* Supplied material
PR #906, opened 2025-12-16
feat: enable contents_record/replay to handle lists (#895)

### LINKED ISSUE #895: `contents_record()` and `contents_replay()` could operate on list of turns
--
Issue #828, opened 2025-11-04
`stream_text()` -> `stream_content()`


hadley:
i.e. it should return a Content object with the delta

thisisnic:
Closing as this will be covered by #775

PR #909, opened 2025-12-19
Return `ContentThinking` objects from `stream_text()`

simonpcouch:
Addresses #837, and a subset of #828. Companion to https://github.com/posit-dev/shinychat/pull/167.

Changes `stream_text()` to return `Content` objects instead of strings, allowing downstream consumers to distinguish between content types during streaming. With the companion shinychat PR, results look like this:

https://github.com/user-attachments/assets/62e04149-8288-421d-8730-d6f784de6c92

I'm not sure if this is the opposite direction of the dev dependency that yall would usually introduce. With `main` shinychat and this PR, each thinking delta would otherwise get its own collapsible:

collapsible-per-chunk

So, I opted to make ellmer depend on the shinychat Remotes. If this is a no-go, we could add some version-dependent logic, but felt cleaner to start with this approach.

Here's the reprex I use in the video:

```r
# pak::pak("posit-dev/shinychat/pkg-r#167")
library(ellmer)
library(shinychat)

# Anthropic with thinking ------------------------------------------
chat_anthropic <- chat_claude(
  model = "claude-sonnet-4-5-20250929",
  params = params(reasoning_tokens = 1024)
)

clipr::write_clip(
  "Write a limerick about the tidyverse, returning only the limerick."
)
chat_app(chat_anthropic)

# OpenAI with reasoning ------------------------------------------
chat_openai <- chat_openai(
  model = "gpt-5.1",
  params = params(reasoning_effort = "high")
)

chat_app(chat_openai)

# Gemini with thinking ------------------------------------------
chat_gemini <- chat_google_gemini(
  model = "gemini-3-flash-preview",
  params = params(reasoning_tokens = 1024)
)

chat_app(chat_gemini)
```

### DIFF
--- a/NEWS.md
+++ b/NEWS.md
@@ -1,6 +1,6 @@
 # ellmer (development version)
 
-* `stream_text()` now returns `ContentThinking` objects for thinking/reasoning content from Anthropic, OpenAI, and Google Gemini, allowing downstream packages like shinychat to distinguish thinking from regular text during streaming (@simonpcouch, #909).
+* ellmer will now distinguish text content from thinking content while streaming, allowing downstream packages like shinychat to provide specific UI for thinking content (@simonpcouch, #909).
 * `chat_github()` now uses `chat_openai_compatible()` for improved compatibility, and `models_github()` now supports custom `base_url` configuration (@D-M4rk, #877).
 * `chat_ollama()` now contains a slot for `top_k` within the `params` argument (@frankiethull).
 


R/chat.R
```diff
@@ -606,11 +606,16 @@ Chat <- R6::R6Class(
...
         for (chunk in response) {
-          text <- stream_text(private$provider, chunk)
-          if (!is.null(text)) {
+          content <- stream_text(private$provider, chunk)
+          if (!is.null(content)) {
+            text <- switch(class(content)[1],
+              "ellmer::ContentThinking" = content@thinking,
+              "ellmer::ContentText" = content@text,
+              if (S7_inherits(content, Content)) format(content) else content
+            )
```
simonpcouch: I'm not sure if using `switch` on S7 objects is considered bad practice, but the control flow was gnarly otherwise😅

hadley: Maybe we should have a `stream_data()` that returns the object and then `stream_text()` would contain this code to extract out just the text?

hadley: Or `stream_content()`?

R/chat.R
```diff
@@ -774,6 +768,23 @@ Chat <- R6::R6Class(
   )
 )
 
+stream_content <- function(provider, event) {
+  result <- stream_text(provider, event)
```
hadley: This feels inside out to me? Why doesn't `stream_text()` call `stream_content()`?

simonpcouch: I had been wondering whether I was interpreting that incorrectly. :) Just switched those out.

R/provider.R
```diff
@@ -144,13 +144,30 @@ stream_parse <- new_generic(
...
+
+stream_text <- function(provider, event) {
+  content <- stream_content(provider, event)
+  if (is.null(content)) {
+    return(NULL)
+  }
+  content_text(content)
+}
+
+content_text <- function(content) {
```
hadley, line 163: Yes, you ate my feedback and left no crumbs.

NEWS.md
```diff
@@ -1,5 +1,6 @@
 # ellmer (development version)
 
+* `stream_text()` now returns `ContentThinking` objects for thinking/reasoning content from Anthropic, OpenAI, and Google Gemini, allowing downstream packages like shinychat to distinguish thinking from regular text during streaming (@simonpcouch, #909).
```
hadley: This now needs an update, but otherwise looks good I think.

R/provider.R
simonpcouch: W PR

* What you should do
Would you retype exactly the lines above, from the line with "PR #906, opened 2025-12-16" to the line with "### LINKED ISSUE", with both end lines kept and nothing more?

* Response to the task
PR #906, opened 2025-12-16
feat: enable contents_record/replay to handle lists (#895)

### LINKED ISSUE #895: `contents_record()` and `contents_replay()` could operate on list of turns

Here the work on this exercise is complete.